TASK BRIEF:
Repeat every entry, word for word, leaving no line out.

EXTRACTED INFORMATION:
PR #1272, opened 2016-11-29
Get Pokemon Snap playable

purplemarshmallow:


fzurita:
Can this work with frameBufferEmulation\copyToRDRAM=2?

purplemarshmallow:
No, it need to be in sync mode here

AmbientMalice:
Would it be possible to get a Zilmar test build of this? I imagine Mupen64 (not 64plus) will probably be able to emulate the red dot+everything else via partial copies.

purplemarshmallow:
>I imagine Mupen64 (not 64plus) will probably be able to emulate the red dot+everything else via partial copies.

I only tested mupen64plus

RESPONSE BELOW:
PR #1272, opened 2016-11-29
Get Pokemon Snap playable

purplemarshmallow:


fzurita:
Can this work with frameBufferEmulation\copyToRDRAM=2?

purplemarshmallow:
No, it need to be in sync mode here

AmbientMalice:
Would it be possible to get a Zilmar test build of this? I imagine Mupen64 (not 64plus) will probably be able to emulate the red dot+everything else via partial copies.

purplemarshmallow:
>I imagine Mupen64 (not 64plus) will probably be able to emulate the red dot+everything else via partial copies.

I only tested mupen64plus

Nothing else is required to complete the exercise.